Decision tree algorithms such as ID3 provide a convenient way to show all of the possible outcomes of a decision. Decision trees can be used for either classification or regression. Below are some of the advantages of using decision trees as opposed to other types of machine learning models.
One of the things that I like about decision trees is that you can easily explain the model to somebody who has a non-technical background. Decision trees create straightforward if-then-else rules which could be communicated to a boss, project manager, product manager, or outside stakeholder.
Contrast decision trees with other more black box-like machine learning algorithms such as logistic regression, neural networks, or reinforcement learning method, and you can see that decision trees would provide a refreshing level of transparency not always common in machine learning.
No Large Data Requirement
If you take a look at an algorithm like the k nearest neighbors algorithm, which classifies an unseen instance based on instances that are most similar to that instance, you need a lot of data in order to get accurate results. The more data you have, the better.

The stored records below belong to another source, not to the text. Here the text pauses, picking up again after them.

Issue #711, opened 2017-12-21
Too easy to accidentally use Should().NotThrow() against async void lambda


zarenner:
With the current async support in FA, it's too easy in my opinion to accidentally use .Should().NotThrow() against an async void lambda. This will result in a test that looks valid but doesn't actually test the continuation.

Example:
```csharp
Action asyncFunc = async () => { await Task.Delay(5000); throw new Exception("fail"); };
asyncFunc.Should().NotThrow();
// Test (incorrectly) passes
```

...instead of the correct test implementation:
```csharp
Func<Task> asyncFunc = async () => { await Task.Delay(5000); throw new Exception("fail"); };
asyncFunc.Should().NotThrow();
// Test (correctly) fails
```

I see a couple of separate but complementary possible improvements:
- Detect that the Action is an async method (e.g. action.Method.GetCustomAttribute(typeof(AsyncStateMachineAttribute)) != null), and throw. Would break anyone intentionally sending in an async void, but that seems unlikely. I don't believe it's possible to "fix" the async void method; if it was that would be another alternative.

- Add actual async [Not]ThrowAsync methods that only work on Func\<Task\>. Wouldn't directly prevent this mistake if NotThrow was still used, but the added Async (and await) would make it more obvious when the async assertions aren't being used. I don't know if there was a reason AsyncFunctionAssertions was designed to block instead of using async/await (possibly because it would be a bit less fluent), but personally I'd much prefer actual async assertions.

dennisdoomen:
Option 1 sounds like a decent solution.

jnyrup:
Can this be closed with #737 merged?

Issue #463, opened 2016-08-18
Ground work for Fluent Assertions 5.0


dennisdoomen:
**Ground Work**
- [x] Switch to XUnit (for Devices)?
- [x] Switch to Cake
- [x] Move JSON support to a separate repo to support different release cycles
- [x] Drops support for .NET 4.0, Silverlight, Windows 8.0/8.1, WPA and Windows Phone for Silverlight.
- [x] Redirect contributors to the master branch for bug-fixes.
- [x] Move to dedicated organization
- [x] Start logo contest
- [x] Cross-compiles .NET Standard 1.4 (so we can support XmlDocument and UWP), .NET Standard 1.6 (to support .NET Core)  and .NET Framework 4.5 (#558)

dennisdoomen:
@onovotny any thoughts on this?

onovotny:
LGTM :)

dennisdoomen:
@onovotny will this allow you to get rid of FA.Xamarin?

MannusEtten:
maybe also support for UWP?

dennisdoomen:
> maybe also support for UWP?

Hmm, that would mean I have to target 1.4. @onovotny can you confirm?

onovotny:
If you target 1.4, then that includes UWP.

SaroTasciyan:
@dennisdoomen Regarding #257 planning to remove `ShouldBeEquivalentTo()` in v5 to prevent confusion?

dennisdoomen:
I was planning to give them the same behavior.

PR #737, opened 2018-01-22
Fail when Should().[Not]Throw used on async void Action

zarenner:
## IMPORTANT 
SINCE FLUENT ASSERTIONS IS CURRENTLY UNDER HEAVY REFACTORING FOR [VERSION 5.0](https://github.com/fluentassertions/fluentassertions/issues/463), WE CURRENTLY ONLY ACCEPT BUGFIX REQUESTS. SORRY FOR THE INCONVENIENCE

* [ ] The code complies with the [Coding Guidelines for C# 3.0, 4.0 and 5.0](http://www.csharpcodingguidelines.com/)/.

#711

### DIFF
--- a/Src/FluentAssertions/Specialized/ActionAssertions.cs
+++ b/Src/FluentAssertions/Specialized/ActionAssertions.cs
@@ -2,7 +2,10 @@
 using System.Collections.Generic;
 using System.Diagnostics;
 using System.Linq;
+using System.Reflection;
+using System.Runtime.CompilerServices;
 
+using FluentAssertions.Common;
 using FluentAssertions.Execution;
 using FluentAssertions.Primitives;
 
@@ -35,6 +38,8 @@ namespace FluentAssertions.Specialized
         public ExceptionAssertions<TException> Throw<TException>(string because = "", params object[] becauseArgs)
             where TException : Exception
         {
+            FailIfSubjectIsAsyncVoid();
+
             Exception actualException = InvokeSubjectWithInterception();
             IEnumerable<TException> expectedExceptions = extractor.OfType<TException>(actualException);
 
@@ -67,6 +72,8 @@ namespace FluentAssertions.Specialized
         /// </param>
         public void NotThrow<TException>(string because = "", params object[] becauseArgs) where TException : Exception
         {
+            FailIfSubjectIsAsyncVoid();
+
             Exception actualException = InvokeSubjectWithInterception();
 
             if (actualException != null)
@@ -92,6 +99,8 @@ namespace FluentAssertions.Specialized
         /// </param>
         public void NotThrow(string because = "", params object[] becauseArgs)
         {
+            FailIfSubjectIsAsyncVoid();
+
             try
             {
                 Subject();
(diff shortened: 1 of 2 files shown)


Src/FluentAssertions/Specialized/ActionAssertions.cs
```diff
@@ -119,6 +128,14 @@ private Exception InvokeSubjectWithInterception()
             return actualException;
         }
 
+        private void FailIfSubjectAsyncVoid(string assertionMethodName)
+        {
+            if (Subject.GetMethodInfo().HasAttribute<AsyncStateMachineAttribute>())
+            {
+                throw new InvalidOperationException($"Cannot use {assertionMethodName} on an Action representing an async void method.");
```
zarenner: Let me know if you prefer a more descriptive message indicating that Action very likely should have been Func<Task>

Src/FluentAssertions/Specialized/ActionAssertions.cs
```diff
@@ -35,6 +38,8 @@ public ActionAssertions(Action subject, IExtractExceptions extractor)
         public ExceptionAssertions<TException> Throw<TException>(string because = "", params object[] becauseArgs)
             where TException : Exception
         {
+            FailIfSubjectAsyncVoid("Throw");
```
zarenner: Let me know if you disagree with adding the check on Should().Throw() as well. It doesn't need it as much as NotThrow IMO, but could help users avoid confusion while writing tests.

Src/FluentAssertions/Specialized/ActionAssertions.cs
```diff
@@ -119,6 +128,14 @@ private Exception InvokeSubjectWithInterception()
             return actualException;
         }
 
+        private void FailIfSubjectAsyncVoid(string assertionMethodName)
+        {
+            if (Subject.GetMethodInfo().HasAttribute<AsyncStateMachineAttribute>())
```
zarenner: Not sure what FA's stance on reflection is - this is the only way I'm aware of to do this check though.

Src/FluentAssertions/Specialized/ActionAssertions.cs
dennisdoomen: Yes, I think emphasizing the possible solution does help the user understanding his mistake.

jnyrup:
If `Throw` gets it, please also add it to`ThrowExactly`, otherwise the exception message would mention `Throw` when calling `ThrowExactly`.

Shouldn't `FailIfSubjectAsyncVoid` be `FailIfSubjectIsAsyncVoid`?

Src/FluentAssertions/Specialized/ActionAssertions.cs
Meir017: Maybe use `nameof`

zarenner: afaik nameof doesn't let you capture the correct (generic or non-generic) NotThrow method. Not that I expect one name to change and not the other, but still seemed wrong.

zarenner:
Updated exception message to use term "action assertions" and suggest fix. Renamed FailIfSubjectAsyncVoid to FailIfSubjectIsAsyncVoid. Added test for ThrowExactly.

Issue #739, opened 2018-01-22
Treat types that override `Equals` as having value semantics


dennisdoomen:
Dogfooding 5.0 has revealed some inconsistent behavior of how `Should().BeEquivalenTo` should deal with value vs structural comparisons. This is currently governed by https://github.com/fluentassertions/fluentassertions/blob/release-5.0/Src/FluentAssertions/AssertionOptions.cs#L36 and https://github.com/fluentassertions/fluentassertions/blob/release-5.0/Src/FluentAssertions/Equivalency/ValueTypeEquivalencyStep.cs. I can think of two options that could fix this:
1. Detect that an object overrides `Equals` and assume value semantics for that type. Add a method `ComparingByMembers<T>` (to counter `ComparingByValue<T>`) to override this behavior. Since we want to use anonymous types as an expectation, we should not treat those as value types.
2. Allow objects to be annotated with an attribute which name and namespace should match `[FluentAssertions.HasValueSemantics]` (by name, not by type)

Any opinions?

mpopdam:
I don't like the annotation option.

ronaldkroon:
Agree, I also don't like to add annotations to production code, just for the specs.
I really feel that if you implement Equals yourself that we should trust that it is indeed equal.

dennisdoomen:
Solved in #740

PR #740, opened 2018-01-24
Assuming types that override Equals to have value semantics

dennisdoomen:
Replaces all mechanisms and options to control whether or not an object has value semantics by a single algorithm: Any object that overrides object.Equals and is not an anonymous type is treated as a value type, unless ComparingByMembers<T>() is used. Also removes the global AssertionOptions.IsValueType. For those cases where this algorithm misbehaves, ComparingByValue<T> can be used.

#739 

* [x] Initial implementation
* [x] Also treat tuples specially
* [x] Update extensibility docs
* [x] Update main docs on value equality

### DIFF
--- a/Src/FluentAssertions/Common/TypeExtensions.cs
+++ b/Src/FluentAssertions/Common/TypeExtensions.cs
@@ -3,7 +3,7 @@ using System.Collections.Generic;
 using System.Linq;
 using System.Linq.Expressions;
 using System.Reflection;
-
+using System.Runtime.CompilerServices;
 using FluentAssertions.Equivalency;
 
 namespace FluentAssertions.Common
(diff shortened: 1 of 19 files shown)


Src/FluentAssertions/Common/TypeExtensions.cs
```diff
@@ -136,14 +113,10 @@ internal static Type[] GetClosedGenericInterfaces(Type type, Type openGenericTyp
...
-        {
-            return HasProperties(type) && !AssertionOptions.IsValueType(type);
-        }
-
-        private static bool HasProperties(Type type)
+        public static bool OverridesEquals(this Type type)
         {
-            return type.GetProperties(PublicMembersFlag).Any();
+            MethodInfo methodInfo = type.GetMethod(nameof(object.Equals), new[]{ typeof(object)});
+            return (methodInfo != null) && (methodInfo.GetBaseDefinition().DeclaringType != methodInfo.DeclaringType);
```
jnyrup: Does this check that `Equals(object)` also overrides `object.Equals(object)`? 
I.e. it is neither of
```
public bool Equals(object obj);
public new bool Equals(object obj);
```

dennisdoomen: Only the 2nd is possible (I think)

jnyrup: It fails for this corner case

```csharp
public class VirtualClass
{
	public virtual bool Equals(object obj) { ... }
}

public class VirtualClassOverride : VirtualClass
{
	public override bool Equals(object obj) { ... }
}
```

https://dotnetfiddle.net/qKKLbq

dennisdoomen: I'll fix it.

jnyrup: It should be enough to add an additional check that 
`methodInfo.GetBaseDefinition().DeclaringType == typeof(System.Object)`

dennisdoomen: Took a bit more than that:

```
            IEnumerable<MethodInfo> methods = type
                .GetMethods(BindingFlags.Public | BindingFlags.Instance);

            methods = methods
                .Where(m => m.Name == "Equals" &&
                            m.GetParameters().Select(p => p.ParameterType).SequenceEqual(new[] {typeof(object)}));

            methods = methods
                .Where(m => m.GetBaseDefinition().DeclaringType != m.DeclaringType)
                .ToArray();

            return methods.Any();
```

PR #750, opened 2018-01-27
Add support for unsigned types and sbyte

### LINKED ISSUE #435: Very unexpected omission: uint?.Should().Be(<value>) fails
```
            uint? u = 5;
            u.Should().Be(5);
```

Result: Expected object to be 5, but found 5.

It works fine for uint (not nullable) and int (both nullable and not nullable)

Used version: 3.2.2.0

jnyrup:
This PR provides overloads of `Should` for:

```
sbyte
sbyte?
ushort
ushort?
uint
uint?
ulong
ulong?
```

This fixes #435


Tests/Shared.Specs/NumericAssertionSpecs.cs
```diff
@@ -876,6 +876,25 @@ public void When_asserting_a_byte_value_it_should_treat_is_any_numeric_value()
             act.Should().NotThrow();
         }
 
+        [Fact]
+        public void When_asserting_a_sbyte_value_it_should_treat_is_any_numeric_value()
```
dennisdoomen: In general, I'd like to avoid these repetitive `When_asserting`. It adds superfluous noise.

PR #140, opened 2024-08-07
Removing thread from modifiers

jaresty:
- We're trying to simplify the grammar
- as the first step in removing the thread from a modifier is to make it available as a setting that can be enabled


jaresty:
there's still some work to do on removing it - I'll keep working on that later

jaresty:
I thought there was more work to do, but it seems all I had to do was remove it from the modifier list.

jaresty:
Once this is merged I can remove snip and remove the modifier list as well 🔥

C-Loftus:
Good with me. Feel free to merge any of these minor changes we've discussed. As long as it doesn't regress behavior, change user-facing things in a significant way we haven't discussed, or cause a significant internal code refactor, you are good to merge 👍

PR #141, opened 2024-08-08
Remove snip modifier and model modifiers list

jaresty:
- Snip is now a destination

### DIFF
--- a/GPT/lists/modelDestination.talon-list
+++ b/GPT/lists/modelDestination.talon-list
@@ -41,3 +41,6 @@ to window: window
 
 # Select the response after insertion so you can apply subsequent prompts on it
 chain: chain
+
+# Insert the response as a snippet with placeholders (only works in vscode)
+snip: snip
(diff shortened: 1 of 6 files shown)


GPT/lists/modelDestination.talon-list
```diff
@@ -41,3 +41,6 @@ to window: window
 
 # Select the response after insertion so you can apply subsequent prompts on it
 chain: chain
+
+# Insert the response as a snippet with placeholders (only works in vscode)
```
C-Loftus, line 45: Useful callout  :+1:

lib/modelHelpers.py
```diff
@@ -187,12 +187,3 @@ def get_clipboard_image():
     except Exception as e:
         print(e)
         raise Exception("Invalid image in clipboard")
-
-
-def paste_and_modify(formatted_message: str, modifier: str = ""):
```
C-Loftus, line 192: Nice cleanup!

PR #142, opened 2024-08-08
First pass at tracking thread roles

jaresty:
- we want to distinguish between user and assistant

### DIFF
--- a/lib/modelHelpers.py
+++ b/lib/modelHelpers.py
@@ -129,7 +129,7 @@ def send_request(
 
     language = actions.code.language()
     language_context = (
-        f"\nThe user is currently in a code editor for {language}."
+        f"The user is currently in a code editor for the programming language: {language}."
         if language != ""
         else None
     )
--- a/lib/modelHelpers.py
+++ b/lib/modelHelpers.py
@@ -1,7 +1,7 @@
 import base64
 import json
 import os
-from typing import Optional, Tuple
+from typing import Optional
 
 import requests
 from talon import actions, app, clip, settings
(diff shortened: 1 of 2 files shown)


jaresty:
I'm going to use this for a while, but I think it's working now.

jaresty:
I think this is working pretty well now. Let me know if you have any feedback or if you'd like me to merge it-I think it would be good to get this in before any other big changes.

jaresty:
Importantly this introduces a difference in the way that we are storing threads versus context:

1. context continues to be stored as an array of messages 
2. threads are now stored as an array of messages at one layer up including the roles

This is because context is now always part of the system role, while threads vary from assistant and user. A future refactor might look at making the context stored in the same way however we build up system context with every request so it might be fine just as is. Tracking whether the messages are coming from the assistant, the user, or in the system context more accurately seems to have a subtle yet good impact on the responses I'm getting.

lib/modelHelpers.py
```diff
@@ -93,12 +109,12 @@ def format_clipboard():
         return format_message(clip.text())
 
 
-def generate_payload(
+def send_request(
```
C-Loftus, line 112: We still have a `gpt_send_request` function so I think the similar names of both `send_request` and `gpt_send_request` is a bit confusing. If we are just calling `gpt_send_request` from `send_request` and the former is a small function, we can probably just move it inside.

C-Loftus:
Generally looks good to me with a comment about the naming of fns. May make some clean up edits in a new PR later today after this is merged.

lib/modelHelpers.py
C-Loftus: That being said I might be missing something since I didn't look through the entirety of the codebase in relation to this change.

jaresty: moved

C-Loftus (approved):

However, there may be certain instances or certain problems when a lot of data is not available. The benefit of using decision trees is that you do not not need a lot of data in order to create something useful.
Best and Worst Case
In some settings, you want to be able to determine a worst case, a best case, and a management case. With a decision tree, you can easily see all of the possible outcomes. Each test instance gets put into one of the outcomes, so you pretty much know what to expect ahead of time. Even outliers don’t phase a decision tree.
Continuous and Discrete Data
Decision trees can handle both continuous and discrete data depending on which decision tree model you use. In contrast, many machine learning algorithms can only handle either continuous or discrete data, but not both.
Decision trees can capture nonlinear relationships.
Classifying a test instance is fast and just depends on the depth of the tree.
Because of the way decision trees are computed using the Information Gain, irrelevant attributes are handled with ease.